> [DATA TO USE]
──────────────────────────────
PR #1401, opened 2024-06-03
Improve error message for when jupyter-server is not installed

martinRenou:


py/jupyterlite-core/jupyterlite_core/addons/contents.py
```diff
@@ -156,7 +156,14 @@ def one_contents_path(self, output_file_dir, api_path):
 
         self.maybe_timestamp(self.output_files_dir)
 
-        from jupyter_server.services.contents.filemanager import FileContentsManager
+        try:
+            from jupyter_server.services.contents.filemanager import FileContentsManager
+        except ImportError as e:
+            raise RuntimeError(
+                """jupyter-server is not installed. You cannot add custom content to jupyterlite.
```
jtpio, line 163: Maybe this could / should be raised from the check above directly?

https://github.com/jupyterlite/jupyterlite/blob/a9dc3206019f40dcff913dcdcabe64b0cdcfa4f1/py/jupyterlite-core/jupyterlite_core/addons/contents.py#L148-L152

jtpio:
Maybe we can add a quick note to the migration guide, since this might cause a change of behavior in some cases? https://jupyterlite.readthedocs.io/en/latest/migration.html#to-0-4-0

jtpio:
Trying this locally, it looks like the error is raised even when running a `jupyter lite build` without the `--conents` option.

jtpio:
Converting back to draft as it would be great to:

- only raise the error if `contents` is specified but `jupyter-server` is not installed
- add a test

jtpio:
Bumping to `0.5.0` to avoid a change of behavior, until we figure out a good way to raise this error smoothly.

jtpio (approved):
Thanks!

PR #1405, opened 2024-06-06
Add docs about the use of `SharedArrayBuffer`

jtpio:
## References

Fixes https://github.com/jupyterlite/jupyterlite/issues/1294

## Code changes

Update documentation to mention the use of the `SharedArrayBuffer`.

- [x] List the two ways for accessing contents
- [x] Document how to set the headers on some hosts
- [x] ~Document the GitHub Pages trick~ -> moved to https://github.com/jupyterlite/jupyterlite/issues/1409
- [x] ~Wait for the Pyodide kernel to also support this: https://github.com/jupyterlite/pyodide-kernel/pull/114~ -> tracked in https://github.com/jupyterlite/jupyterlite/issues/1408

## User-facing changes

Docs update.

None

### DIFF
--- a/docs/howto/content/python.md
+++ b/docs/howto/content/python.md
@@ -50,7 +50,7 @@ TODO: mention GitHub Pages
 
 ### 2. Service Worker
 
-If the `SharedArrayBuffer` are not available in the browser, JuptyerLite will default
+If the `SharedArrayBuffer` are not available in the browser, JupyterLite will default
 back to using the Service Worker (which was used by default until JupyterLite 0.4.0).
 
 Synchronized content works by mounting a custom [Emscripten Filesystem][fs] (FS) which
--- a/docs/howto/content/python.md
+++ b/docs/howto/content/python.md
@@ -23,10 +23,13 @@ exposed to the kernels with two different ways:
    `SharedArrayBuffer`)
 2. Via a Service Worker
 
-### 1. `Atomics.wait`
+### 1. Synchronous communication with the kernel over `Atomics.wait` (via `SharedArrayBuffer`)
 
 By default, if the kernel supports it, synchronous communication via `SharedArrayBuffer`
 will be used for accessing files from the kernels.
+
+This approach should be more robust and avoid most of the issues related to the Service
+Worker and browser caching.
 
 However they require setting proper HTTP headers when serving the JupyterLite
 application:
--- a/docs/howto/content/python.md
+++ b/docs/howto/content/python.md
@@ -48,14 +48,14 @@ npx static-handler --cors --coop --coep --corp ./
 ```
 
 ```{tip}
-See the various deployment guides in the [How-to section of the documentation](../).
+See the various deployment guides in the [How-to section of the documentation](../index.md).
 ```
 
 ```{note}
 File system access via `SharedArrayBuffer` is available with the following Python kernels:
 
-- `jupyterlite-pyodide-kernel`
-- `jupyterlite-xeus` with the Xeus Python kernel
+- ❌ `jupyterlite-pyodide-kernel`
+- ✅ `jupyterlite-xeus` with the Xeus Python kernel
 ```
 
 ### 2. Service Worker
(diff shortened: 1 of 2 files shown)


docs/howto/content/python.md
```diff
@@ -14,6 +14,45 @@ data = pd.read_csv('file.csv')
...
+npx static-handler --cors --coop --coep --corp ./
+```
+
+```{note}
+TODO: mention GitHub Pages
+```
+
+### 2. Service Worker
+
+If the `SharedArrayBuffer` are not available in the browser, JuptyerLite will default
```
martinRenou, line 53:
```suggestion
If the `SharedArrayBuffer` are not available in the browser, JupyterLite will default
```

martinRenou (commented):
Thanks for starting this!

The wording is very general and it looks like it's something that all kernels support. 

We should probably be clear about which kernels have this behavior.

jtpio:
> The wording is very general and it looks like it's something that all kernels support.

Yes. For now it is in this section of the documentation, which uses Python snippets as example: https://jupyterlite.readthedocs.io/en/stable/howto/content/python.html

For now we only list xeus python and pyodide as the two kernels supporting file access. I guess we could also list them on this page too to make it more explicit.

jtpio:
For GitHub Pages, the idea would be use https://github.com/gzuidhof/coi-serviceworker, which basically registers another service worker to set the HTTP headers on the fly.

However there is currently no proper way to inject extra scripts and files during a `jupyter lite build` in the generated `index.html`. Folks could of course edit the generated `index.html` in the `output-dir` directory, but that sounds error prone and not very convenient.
──────────────────────────────
> [TASK PROMPT]
Where the word "could" appears in a line of the entries, copy that line.

> [FINISHED TASK]
jtpio, line 163: Maybe this could / should be raised from the check above directly?
For now we only list xeus python and pyodide as the two kernels supporting file access. I guess we could also list them on this page too to make it more explicit.
However there is currently no proper way to inject extra scripts and files during a `jupyter lite build` in the generated `index.html`. Folks could of course edit the generated `index.html` in the `output-dir` directory, but that sounds error prone and not very convenient.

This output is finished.